Hiyori seguía añadiendo días felices a su libreta, hoy no había pasado algo diferente en la escuela por lo que esperaba que algo genial le pasara en casa, salió contenta de la escuela, buscando con la mirada a su padre en la salida, pero en lugar de eso pudo ver a su oniichan parado no muy lejos de la entrada.
- Hiyo-chan ¿No es ese Yokozawa-san? -le preguntó Tomoyo a su amiga. Sus dos amigas conocian a su oniichan por las veces que habian ido a hacer alguna tarea a su casa, encontrandose con él a menudo en la casa.
- ¡Oniichan! -la pequeña corrió hacia él dejando atrás a sus amigas- ¿Papá no pudo venir?
- No, tiene la entrega muy cerca y me pidió que pasara si podía...
Tomoyo, Yuki y Aiko se aceraron y saludaron al mayor también, quien les regreso el saludo.
- Le he dicho que no importa...puedo ir con Yuki y Tomoyo muy bien.
- Yokozawa oniichan ¿Hiyo ya te invito al festival de verano?
- ¿Festival de verano? -el vendedor miro a Hiyo quien asintio con sus amigas.
- ¡Si! Deberia venir con nosotras. Cada año hacemos un festival escolar, hay fuegos artificiales y muchisima comida... -explico Aiko, la más extrovertida de las amigas de Hiyori
-¿Vendra Yokozawa-san? -pregunto Tomoyo, quien era el polo opuesto de Aiko.
-¡Por supuesto que oniichan vendrá! -Hiyo respondió sin darle más opciones a Yokozawa- Ademas es en fin de semana, así que no estará ocupado.
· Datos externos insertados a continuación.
PR #307, opened 2026-07-03
ci: add a workflow that actually runs the test suite (#85)

### LINKED ISSUE #85: ci: no workflow runs the test suite — releases are published without running `go test`
## Problem

The only GitHub Actions workflow is `.github/workflows/release.yml`, which triggers on `v*` tags and **only builds/cross-compiles binaries** — it never runs the test suite. There is no `push`/`pull_request` workflow at all.

Consequences:
- The ~69 Go tests in `mfl_test.go` and `operators_net_test.go` (exercising the full language surface via the native compile path) **never run in CI**. Regressions can land on `main` undetected.
- `release.yml` publishes binaries to a GitHub Release on every `v*` tag **without first running `go test`** — a broken compiler can be shipped to users.

## Where

- `.github/workflows/release.yml` — the build job (`jobs.release`) goes straight from `setup-go` to `go build` with no test step.
- `Makefile` already has a `test` target (`go test ./...`), so the command exists; nothing invokes it in CI.

## Why it matters

This is a compiler: a silent miscompilation or type-inference regression is high-impact and exactly what the existing test suite is designed to catch. Running it automatically on PRs/pushes (and gating releases on it) is cheap insurance.

## Suggested fix

1. Add a `ci.yml` workflow triggered on `push` and `pull_request` that runs `go build ./...`, `go test ./...`, and ideally `./examples/run.sh` (it builds `machin` and runs every non-server example, so it doubles as an integration smoke test). Note it needs a C compiler on the runner — `ubuntu-latest` ships `cc`.
2. Add a `go test ./...` step to `release.yml` **before** the "Build binaries" step so a tag with failing tests does not publish a release.

javimosch:
## Summary
- `release.yml` (build + cross-compile + publish) never ran `go test` — a broken compiler could ship to users, and the ~90 Go tests exercising the full language surface never ran in CI at all.
- Added `ci.yml`: push to `main` + every PR runs `go build`, `go test ./...`, and `./examples/run.sh` (an integration smoke test — builds `machin` and runs every non-server/non-GUI example).
- `release.yml` now runs `go test ./...` before cross-compiling, so a tag with failing tests does not publish a release.
- Both workflows install `libssl-dev`/`libsqlite3-dev` first — the crypto and sqlite builtins' tests link against these, and `release.yml`'s existing cross-compile step (`CGO_ENABLED=0`, pure Go) never needed them before.

Fixes #85.

## Test plan
- [x] `go build ./...` and `go test ./...` pass locally
- [x] Opening this PR triggers `ci.yml` for real — watching the actual GitHub Actions run to confirm the runner environment (system deps, `examples/run.sh`) behaves as expected, not just assuming it will

## Summary by CodeRabbit

* **Chores**
  * Added automated CI checks for pushes and pull requests, including build, test, and a smoke test run.
  * Updated the release workflow to install required system libraries and run tests before publishing binaries.

* **Documentation**
  * Updated the changelog to reflect the new CI and release validation steps.

### DIFF
--- a/.github/workflows/ci.yml
+++ b/.github/workflows/ci.yml
@@ -1,0 +1,33 @@
+name: ci
+
+# Runs on every push to main and every PR: build, the full Go test suite
+# (compiles + executes real MFL programs natively — needs a C compiler and
+# CGO enabled, unlike release.yml's cross-compiled CGO_ENABLED=0 binaries),
+# and every non-server/non-GUI example as an integration smoke test.
+
+on:
+  push:
+    branches: [main]
+  pull_request:
+
+jobs:
+  test:
+    runs-on: ubuntu-latest
+    steps:
+      - uses: actions/checkout@v4
+
+      - uses: actions/setup-go@v5
+        with:
+          go-version-file: go.mod
+
+      - name: Install system deps (crypto + sqlite builtins link against these)
+        run: sudo apt-get update && sudo apt-get install -y libssl-dev libsqlite3-dev
+
+      - name: Build
+        run: go build ./...
+
+      - name: Test
+        run: go test ./...
+
+      - name: Run every example (integration smoke test)
+        run: ./examples/run.sh
--- a/.github/workflows/release.yml
+++ b/.github/workflows/release.yml
@@ -23,6 +23,12 @@ jobs:
         with:
           go-version-file: go.mod
 
+      - name: Install system deps (crypto + sqlite builtins link against these)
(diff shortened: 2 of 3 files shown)


javimosch:
**Review — Head of Org Engineering:** The diff does exactly what the PR title/description says: adds a ci.yml workflow that runs build, go test, and example smoke tests on push/PR, and adds go test to release.yml before cross-compiling. All files touched are in-scope (.github/workflows/, CHANGELOG.md), the YAML is structurally valid, and there are no correctness bugs, secrets, or destructive changes.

Yokozawa solo le dio una sonrisa como respuesta, convencidas las niñas, se despidieron para irse a casa cada una, fue entonces que Hiyo se dio cuenta que el mayor traía su maletín en la mano.
- ¿Terminaste tu trabajo hoy?
- Algo así - ambos comenzaron a caminar hacia la estación - solo debo visitar una librería más, está cerca de casa, te dejare y regresare a visitarlos.
- ¿Puedo ir contigo?
La pequeña tenía motivos para acompañar al jefe de ventas y es que no quería hacerlo dar vueltas solo por ella, después de todo era viernes y no tenía tarea acumulada, bien podrían dar un paseo por la librería y luego pasarse a comer. Yokozawa no sabía que decirle, es cierto que Marimo Books no estaba tan lejos de la casa de los Kirishima, no tendría problemas en llevar a Hiyo con él... Después de todo podía ser entretenido para la niña.
- Esta bien.
- Tal vez podamos comprar un libro de cocina para los cupcakes que queríamos hacer.
El resto del camino fue rápido, Hiyori no conocía Marimo Books por completo, así que quedo maravillada por solo ver el mapa de ubicación en la entrada de ese lugar. En cuanto entraron, los y las cajeras saludaron a Yokozawa y prestaron especial atención a la pequeña niña que le acompañaba, por supuesto que nadie se atrevió a preguntar algo. Se dirigieron al piso de manga, Yokozawa traía consigo la mochila de Hiyo, la había cargado en la estación del tren como condición para que lo acompañara.
Llegando al piso, se encontraba Yukina, quien saludó al jefe de ventas y dio una sonrisa a Hiyori quien pensó que esa era la más principesca sonrisa que haya visto.
- Yokozawa-san ¿viene a ver al gerente? Acaba de pasar rumbo al almacén, será mejor que lo espere aquí- el vendedor sonrió a ambos.
- Gracias Yukina-kun ¿cómo van tus estudios?
Hiyori dejo que Yokozawa platicara con el principesco vendedor y más tarde con el que supuso que era el gerente, pues la plática se escuchó más llena de números y luego fue trasladada a la oficina, quedo al cuidado de Yukina un rato y vaya que se divirtió montando el nuevo estante que el chico había hecho para un manga nuevo.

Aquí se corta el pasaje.